To this, the votaries of the Gujarat model respond that the right thing to look at is not the level of Gujarat’s social indicators, but how they have improved over time. Gujarat’s progress, they claim, has been faster than that of other States, especially under Mr. Modi. Alas, this claim too has been debunked. Indeed, Gujarat was doing quite well in comparison with other States in the 1980s. Since then, its relative position has remained much the same, and even deteriorated in some respects.

An illustration may help. The infant mortality rate in Gujarat is not very different from the all-India average: 38 and 42 deaths per 1,000 live births, respectively. Nor is it the case that Gujarat is progressing faster than India in this respect; the gap (in favour of Gujarat) was a little larger twenty years ago — in both absolute and proportionate terms. For other indicators, the picture looks a little more or a little less favourable to Gujarat depending on the focus. Overall, no clear pattern of outstanding progress emerges from available data.

In short, Gujarat’s development record is not bad in comparative terms, but it is nothing like that of say Tamil Nadu or Himachal Pradesh, let alone Kerala.
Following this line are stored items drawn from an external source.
PR #529, opened 2020-03-22
fixed indexing errors in inverse laplace transform algorithm, as pointed out by Mark Bakker

klkuhlm:
The fix made a tiny change to the near-zero imaginary results in a couple doctests, so I updated those too.

There appear to be some other failing doctests (e.g., missing "xrange"), but they have nothing to do with inverselaplace.py, so I left them.


fredrik-johansson:
Thanks!

PR #533, opened 2020-03-24
Fix scalar-matrix-multiplication for mpi * iv.matrix

MaxGaukler:
Fixes this error:
```
>>> mpmath.mpi(1,2) * mpmath.iv.eye(1)
...
TypeError: cannot unpack non-iterable NoneType object
```

And adds a test for the currently failing case of `mpmath.mp.matrix * mpmath.iv.matrix`. That test is marked as expected failure.


MaxGaukler:
Should be ready to merge - please let me know if you suggest any change.

fredrik-johansson:
Sure, it makes sense to allow this.

Issue #542, opened 2020-06-21
Determinant function raises TypeError on simple matrix


sonntagsgesicht:
determinant function `det(A)` on matrix `A = matrix([[0, 0, 4], [2, 0, 3], [0, 0, -3]])` raises 
`TypeError: '>=' not supported between instances of 'NoneType' and 'int'`.

Due to issue in `LU_decomp` line `143` at `ctx.swap_row(A, j, p[j])` according `p[j]`being none, since `A` has a zero column.

Many be `det` should check first if there is any zero column. If so `det` is zero and `LU_decomp` is not required any more.

```
   if any(all(almosteq(0,x) for x in A[:,c]) for c in range(A.cols)):
       return 0*A[0,0]
```

skirpichev:
Fixed by 79d99ff

PR #543, opened 2020-06-21
fixing issue: Determinant function raises TypeError on simple matrix #542

sonntagsgesicht:


fredrik-johansson:
The solution looks like a bit of a hack, and it's problematic that it doesn't account for the scaling of the matrix. For example, it will return 0 if you input the identity matrix times 1e-30. It would be fine if you check any column for being exactly zero, but perhaps that isn't general enough.

sonntagsgesicht:
Yes, you are right. Had a closer look and fixed it directly inside LU_comp where pivoting failed. 
Added a LU_comp, too. But, since I have no `pytest` experience on testing exceptions, this test looks more like a hack, too.

mgmax:
If you don't like the compact `pytest.raises(Exception, function)` notation, you can also use `pytest.raises` like this:
```
    with pytest.raises(MyException):
        do_something_wrong()
```
This checks that the expected exception is thrown somewhere within the "with"-block, and is actually the recommended notation in the [pytest docs](https://docs.pytest.org/en/latest/reference.html#pytest-raises).

vks:
The updated fix looks good to me.

vks (approved):

PR #552, opened 2020-09-16
Fix Travis CI build error

MaxGaukler:
Travis CI for the current master branch gives errors for some Python versions:
```
pluggy.manager.PluginValidationError: Plugin 'pytest_cov' could not be loaded: (pytest 4.1.0 (/home/travis/virtualenv/python3.5.6/lib/python3.5/site-packages), Requirement.parse('pytest>=4.6'))!
```
https://travis-ci.org/github/MaxGaukler/mpmath/builds/727727144
The error may be due to https://github.com/z4r/python-coveralls/issues/66

Solution: drop CI support for Python 3.4 and 3.5, and apply a workaround for pypy. Note that Python 3.4 and 3.5 are EOL, so other projects like SymPy don't support them either (see [SymPy python version support policy](https://github.com/sympy/sympy/wiki/Python-version-support-policy))

### DIFF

But there is another issue. Are Gujarat’s achievements really based on private enterprise and economic growth? This is only one part of the story.
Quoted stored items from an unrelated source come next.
Issue #553, opened 2020-10-02
Move testing to the Github Actions?


skirpichev:
For example, this wil allow to run all jobs in one shot (Travis has limit of 4 or 5 concurrent jobs vs 20 on the GA).

In other aspects they are more or less feature-compatible, but arm64 build will be harder to setup.  I believe, that #501 - should be reverted.  For a platform-independent library like mpmath is - such tests are redundant.

PR #501, opened 2019-12-30
Adding Travis-Ci Support For Arm64

ossdev07:
Travis-CI has added support for ARM64. Added ARM64 job in Travis-CI.

PR #554, opened 2020-10-02
Fix Travis-CI in the master & some cleanup of the Travis config

skirpichev:
* this reverts #501. I do think - these tests don't make sense for python-only library (see also #553)
* run tests on CPython 3.9

@MaxGaukler, you may want to look on this too, esp. the first patch.

### DIFF
--- a/.travis.yml
+++ b/.travis.yml
@@ -7,7 +7,7 @@ python:
   - 3.5
   - 3.7
   - 3.8
-  - 3.9-dev
+  - 3.9
   - pypy
   - pypy3
 jobs:
--- a/.travis.yml
+++ b/.travis.yml
@@ -8,6 +8,7 @@ python:
   - 3.7
   - 3.8
   - 3.9
+  - 3.10-dev
   - pypy
   - pypy3
 jobs:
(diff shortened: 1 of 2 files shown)


skirpichev:
@fredrik-johansson, this is an alternative to #552

MaxGaukler:
As the gmpy backend outsources the integer computations to an external library, testing it on arm64 could catch architecture-dependent bugs in that library. You may want to look into whether we test both backends (gmpy and pure python).

skirpichev:
> As the gmpy backend

I think, this belongs to the gmpy testing (and it seems - there are arm64 tests).

> You may want to look into whether we test both backends (gmpy and pure python).

Unfortunately, no.  The current config tests only pure-python arithmetics.

.travis.yml
```diff
@@ -1,58 +1,28 @@
...
+python:
+  - 2.7
+  - 3.4
+  - 3.5
+  - 3.7
+  - 3.8
+  - 3.9-dev
+  - pypy
+  - pypy3
 matrix:
```
cclauss, line 11:
```suggestion
jobs:
```
Matrix is deprecated in favor of Jobs.  See Travis CI build config validation

PR #560, opened 2020-10-26
revert previous change that had unintended consequences.

klkuhlm:
I was too hasty with that previous change. this reverts it.  sorry!


fredrik-johansson:
Ah, my bad. It looked harmless :-)

PR #564, opened 2020-12-17
PrecisionManager preserves caller signature

DamSenViet:
This commit properly preserves the type annotations of the PrecisionManager caller.

Here's an example snippet:

```python
@workdps(3)
def test(arg1: int, arg2: str) -> None:
    """Preserve this docstring.

    :param arg1: Test
    :type arg1: int
    :param arg2: arg2
    :type arg2: str
    """
    return None
```

By properly wrapping the calling function, this  documentation could then be produced from probing the exports.

**BEFORE THE FIX**

image

**AFTER THE FIX**

image

The type annotations were properly kept after the fix.

### DIFF
--- a/mpmath/ctx_mp.py
+++ b/mpmath/ctx_mp.py
@@ -1322,8 +1322,6 @@ class PrecisionManager:
                     return f(*args, **kwargs)
             finally:
                 self.ctx.prec = orig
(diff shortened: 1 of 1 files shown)


fredrik-johansson:
Makes sense. Thanks.

PR #566, opened 2021-01-22
remove force_type arguments, they were broken

MaxGaukler:
Matrices should be type-stable, not allowing mixed types in one matrix. Always use the type of the context.
Therefore, specifying an element type by the "force_type" argument does not make sense.

It did not work properly before either, the data was not stored in the given type:
```
>>> M = mpmath.matrix(mpmath.matrix([[0,1,2]]), force_type=bool)
>>> M
matrix(
[['0.0', '1.0', '1.0']])
>>> type(M[0,0])
>>> M._matrix__data
{(0, 1): mpf('1.0'), (0, 2): mpf('1.0')}
```

Now the argument is removed and gives a warning instead:
```
>>> mpmath.matrix(mpmath.matrix([[0,1,2]]), force_type=bool)
/mpmath/mpmath/matrices/matrices.py:288: UserWarning: The force_type argument was removed, it did not work properly anyway. If you want to force floating-point or interval computations, use the respective methods from `fp` or `mp` instead, e.g., `fp.matrix()` or `iv.matrix()`. If you want to truncate values to integer, use .apply(int) instead.
  warnings.warn("The force_type argument was removed, it did not work"
matrix([['0.0', '1.0', '2.0']])
```

### DIFF
--- a/mpmath/calculus/optimization.py
+++ b/mpmath/calculus/optimization.py
@@ -598,7 +598,7 @@ def jacobian(ctx, f, x):
             J[i,j] = Jj[i]
     return J
 
-# TODO: test with user-specified jacobian matrix, support force_type
+# TODO: test with user-specified jacobian matrix
 class MDNewton:
     """
     Find the root of a vector function numerically using Newton's method.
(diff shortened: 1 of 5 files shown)


fredrik-johansson:
This PR contains some seemingly unrelated changes.

MaxGaukler:
All changes are related to the removal of force_type:
- Remove `force_type` for all functions that offer it
- add precise documentation of `iv.findroot()`, which is similar to the old `findroot(force_type=iv.mpf)` but may be misunderstood as "find an interval for the root".  (Maybe this was what you asked about?)
- adapt tests and documentation to new syntax (e.g., `fp.matrix(A)` instead of `matrix(A, force_type=float)`)
- Remove redundant uses of `convert()` that are no longer needed, now that `force_type` was removed

If this doesn't answer your question, could you please state more precisely what your concern is about?

fredrik-johansson:
Thanks, I understand with your clarifications.

PR #568, opened 2021-02-02
Automate PyPI uploads

skirpichev:


sandrotosi:
why not a separate action, just for PyPI publishing?

skirpichev:
I don't think it's useful here.  Unfortunately, there is no good way (well, when last time I checked it) to share common steps across several actions.  And the action is small so far.

sandrotosi:
why it's not useful? having an extra step in an action call "test" that's not related to testing, that's unexpected and likely source of confusion

skirpichev:
> why it's not useful?

Code duplication, as it was explained.  I don't think this will be a source of confusion: there is only one workflow, which fits on the screen.  Splitting it out right now seems like overkill for me.

fredrik-johansson:
I will try this.

fredrik-johansson:
How do I get the API token in the right place?

skirpichev:
@fredrik-johansson, as I said in the last commit message - you should add [API token](https://pypi.org/help/#apitoken) on PyPI and then add it's value as a secret in the mpmath repo.  Note, that the secret variable should be named as PYPI_API_TOKEN.

Added step will run next time, when you tag commit on the master branch.

fredrik-johansson:
Thanks, that should do it for the token.

You mean I have to make a new version tag (presumably 1.2.1) to get PyPI's attention, or can I force it to happen for the existing 1.2.0 tag in some other way?

oscarbenjamin:
You have to make a new tag. It isn't possible to unpush the tag and the action is triggered by pushing a tag.

skirpichev:
> You mean I have to make a new version tag (presumably 1.2.1) to get PyPI's attention

Yes.  No magic: existing releases must be uploaded by hand, sorry.

I would suggest using some alpha/beta versions to test things (I did this for the [Diofant](https://pypi.org/project/Diofant/#history)).  I think, it's ok to delete (some) alpha/beta releases from the PyPI afterwards.

fredrik-johansson:
Unfortunately, the builds are failing.

skirpichev:
Hmm, v1.2.1 seems to be on PyPI (both src and wheels), working fine.  Not sure that that means, perhaps a bug in the action (diofant uses v1.4.1 version).   I'll debug this.

skirpichev:
@fredrik-johansson, I can't reproduce this issue.  [Same code](https://github.com/diofant/diofant/commit/0d6b08b0c31b2c270ae6aeb4f6a5a1174b9c2fa9) is working fine for the Diofant.  I did [0.13.0a1](https://pypi.org/project/Diofant/0.13.0a1/) upload to test this.  Maybe you did some upload by hand for v1.2.1, right before?

fredrik-johansson:
No, I didn't try a manual upload.

Not a big deal that it errors as long as the uploads work though.

skirpichev:
> Not a big deal that it errors as long as the uploads work though.

An issue for me, exit  status should be ok. Unfortunately, I see no similar issues in the action repo and I can't reproduce this problem.

I'll try the last release and then create an issue.

sandrotosi:
it's pretty obvious reading the logs: the action already uploaded mpmath to PyPI when running 3.8, and when 3.9 runs and try to upload it again, PyPI says nonono (cause it already has a tarball for the same version).

once again, i want to highlight how pypi upload should be a separate action than CI, it would have avoided this situation

skirpichev:
@sandrotosi, I prepared a hotfix in #572, thank you.  I forgot to copy version selector while preparing a code snippet.

Feel free to provide a better solution, with a separate action.  As I said before, I don't see how we can share few common steps in actions.  And such a code duplication may lead to problems too.

sandrotosi:
you just dont share them. it's a handful of lines. not gonna spend more time debating this.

When I visited Gujarat in the 1980s, I was quite impressed with many of the State’s social services and public facilities, certainly in comparison with the large north Indian states. For instance, Gujarat already had mid-day meals in primary schools at that time — decades later than Tamil Nadu, but decades earlier than the rest of India. It had a functional Public Distribution System — again not as effective as in Tamil Nadu, but much better than in north India. Gujarat also had the best system of drought relief works in the country, and, with Maharashtra, pioneered many of the provisions that were later included in the National Rural Employment Guarantee Act. Gujarat’s achievements today build as much on its ability to put in place functional public services as on private enterprise and growth.

Misleading model

To sum up, the “Gujarat model” story, recently embellished for the elections, is misleading in at least three ways. First, it exaggerates Gujarat’s development achievements. Second, it fails to recognise that many of these achievements have little to do with Narendra Modi. Third, it casually attributes these achievements to private enterprise and economic growth. All this is without going into murkier aspects of Gujarat’s experience, such as environmental destruction or state repression.
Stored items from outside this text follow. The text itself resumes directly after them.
PR #573, opened 2021-02-15
Add optional gmpy deps & run tests with gmpy

skirpichev:


skirpichev:
On top of #575.

I see no significant speedup, but there are some coverage improvements.

PR #575, opened 2021-03-02
Drop support for CPython 3.4

skirpichev:


skirpichev:
Maybe 3.5 support should be also removed (as SymPy people did).

oscarbenjamin:
We have also discussed following nep 29:
https://numpy.org/neps/nep-0029-deprecation_policy.html

PR #4909, opened 2023-09-26
SALTO-2349: Moved change_config.ts to adapterComponents

idoamit8:
In order for Jira and zendesk to use the same code that chagne their config by the suggest config changes. I moved change_config to adapter components. 

---

None

---
_Release Notes_: 
None

---
_User Notifications_: 
None


packages/adapter-components/src/config/config_change.ts
```diff
@@ -14,26 +14,27 @@
...
+import { ConfigChangeSuggestion } from './shared'
 
-const { makeArray } = collections.array
 
-const STOP_MANAGING_ITEMS_MSG = 'Salto failed to fetch some items from Zendesk.'
-  + ' Failed items must be excluded from the fetch.'
+const { makeArray } = collections.array
+const FETCH_CONFIG = 'fetch'
 
 export const getConfigFromConfigChanges = (
```
netama, line 26: 1. nit: let's use named parameters? since the number of arguments grew
2. this only supports a specific type of config change, let's clarify in the function name? e.g. something like `getConfigWithExcludeFromConfigChanges`?
3. please add a docstring :) explaining when this is relevant and what it doesn't cover

packages/adapter-components/src/config/shared.ts
```diff
@@ -26,6 +26,10 @@ export const DEPLOYER_FALLBACK_VALUE = '##DEPLOYER##'
 
 export class InvalidSingletonType extends Error {}
 
+export type ConfigChangeSuggestion = {
```
netama, line 29: why did this need to move? technically it doesn't fit here, since it is not related to the user-facing config. so if this moves IMO it should be to the new `config_change.ts` file

packages/adapter-components/test/config/config_change.test.ts
```diff
@@ -0,0 +1,55 @@
...
+            { type: 'Type1' },
+          ],
+        },
+      }
+    )
+  })
+  it('should return undefined when no changes are suggested', () => {
+    expect(getConfigFromConfigChanges([], config, configType, 'Defualt')).toBeUndefined()
+  })
+  it('should return new config when changes are suggested amd a message', () => {
```
netama, line 43: nit: `amd` -> `and`

netama (approved):
added some comments, pre-approving for once they're addressed

packages/adapter-components/src/config/shared.ts
idoamit8: It moved in order to not create circular dependencies between config and elements. Will move to config_change.

PR #4912, opened 2023-09-26
SALTO-4813 - Salesforce: only show relevant instances when warning about broken refs

tomsellek:
The warning message about dropped instances due to broken refs is aggregated by type - we display a separate warning for each type that contains broken refs. But when we list the actual instances that were dropped we list all of them, not just the instances of the specific type we're warning about.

At the end of the day, Gujarat poses an interesting puzzle: why does it have indifferent social indicators, in spite of having enjoyed runaway economic growth for so long, as well as relatively high standards of governance? Perhaps this has something to do with economic and social inequality (including highly unequal gender relations), or with the outdated nature of some of India’s social statistics, or with a slackening of Gujarat’s earlier commitment to effective public services. Resolving this puzzle would be a far more useful application of mind than cheap propaganda for NaMo.

(Jean Drèze is Visiting Professor, at the Department of Economics, Ranchi University.)